• _EXERCISE MATERIAL_
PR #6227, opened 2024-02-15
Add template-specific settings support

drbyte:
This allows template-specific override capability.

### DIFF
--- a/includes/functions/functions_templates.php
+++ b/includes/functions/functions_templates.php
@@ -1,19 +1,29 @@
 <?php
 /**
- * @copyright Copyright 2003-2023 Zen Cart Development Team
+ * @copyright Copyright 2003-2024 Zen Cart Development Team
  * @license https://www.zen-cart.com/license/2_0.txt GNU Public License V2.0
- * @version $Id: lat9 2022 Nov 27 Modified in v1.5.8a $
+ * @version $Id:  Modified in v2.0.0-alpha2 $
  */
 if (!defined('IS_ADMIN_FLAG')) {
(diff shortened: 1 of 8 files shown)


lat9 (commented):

• _ABOUT THIS TASK_
Among the lines of the material, find those that hold the word "Modified" and copy them.

• _SOLUTION FOR THIS EXERCISE_
- * @version $Id: lat9 2022 Nov 27 Modified in v1.5.8a $
+ * @version $Id:  Modified in v2.0.0-alpha2 $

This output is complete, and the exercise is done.